Bridging tradition and science: Thermodynamics used to evaluate traditional Chinese medicine properties
New review highlights how microcalorimetry can scientifically standardize the "Four Properties" of TCM
image: Theories and perspectives on the properties of traditional Chinese medicine: four Qi and five flavors guided by Yin-Yang balance and conservation. (A) Four Qi and five flavors guided by the concept of Yin balance and Yang conservation. (B) Outlooks and doctrines on the properties of TCM.
Credit: Qiang Li, Hengrui Liu, et al.
Traditional Chinese Medicine (TCM) has relied on the theory of "four properties"—cold, hot, warm, and cool—for thousands of years to diagnose and treat ailments. While clinically effective, these concepts have historically lacked a unified scientific definition or objective measurement standard, creating a barrier to the modernization and internationalization of TCM. A new review article published in the journal Med Research proposes a groundbreaking solution: using microcalorimetry to interpret TCM properties through the lens of physics and thermodynamics.
The research, led by Qiang Li and Hengrui Liu, introduces a "macro-micro" integration theory. This approach connects the macroscopic clinical effects of TCM with microscopic energy fluctuations. The authors argue that the medicinal properties of TCM are fundamentally linked to energy metabolism. For instance, "cold" or "cool" herbs (used to treat high fever or inflammation) tend to induce endothermic (heat-absorbing) responses or reduce metabolic heat output in biological systems. Conversely, "warm" or "hot" herbs (used for chills or deficiency) promote exothermic (heat-releasing) reactions or increase metabolic rates.
The review highlights microcalorimetry as a crucial tool for this evaluation.

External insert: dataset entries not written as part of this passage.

PR #6677, opened 2026-02-24
Add a simple docker verification before builing window image

MarcosDY:
Add a new step to verify than docker is available when building windows image


.github/workflows/scripts/wait-for-docker-windows.ps1
```diff
@@ -0,0 +1,43 @@
+#!/usr/bin/env pwsh
+
+Write-Host "Waiting for Docker to be ready..."
+
+for ($i = 1; $i -le 60; $i++) {
+    # Check if Docker is ready
+    $output = docker info 2>&1
+    if ($LASTEXITCODE -eq 0) {
```
sorindumitru, line 8: Is this the same as `$LastExitCode`?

By detecting minute thermal changes in bacteria or cell models treated with specific herbs, researchers can generate power-time (P-t) curves. These curves provide objective, quantitative data—such as heat production and growth rate constants—that align with traditional classifications. For example, studies cited in the review demonstrated that raw Rehmannia glutinosa (cold nature) inhibited heat release in bacterial models, while processed Rehmannia glutinosa (warm nature) promoted it.
"This research highlights the connection between the four properties of TCM and thermodynamics, demonstrating the effectiveness of microcalorimetry in understanding these properties," the authors state.
The paper further introduces the concept of "Stylization of TCM." This framework aims to standardize the entire lifecycle of TCM products—from source monitoring and processing to safety evaluation—using modern technologies like AI, big data, and biothermodynamics. The goal is to make TCM quality measurable, effects predictable, and safety controllable.
By establishing a "thermodynamic view of TCM properties," this research provides a feasible pathway to bridge ancient medical wisdom with modern science. It supports the development of a standardized evaluation system that could validate the efficacy of TCM on a global scale.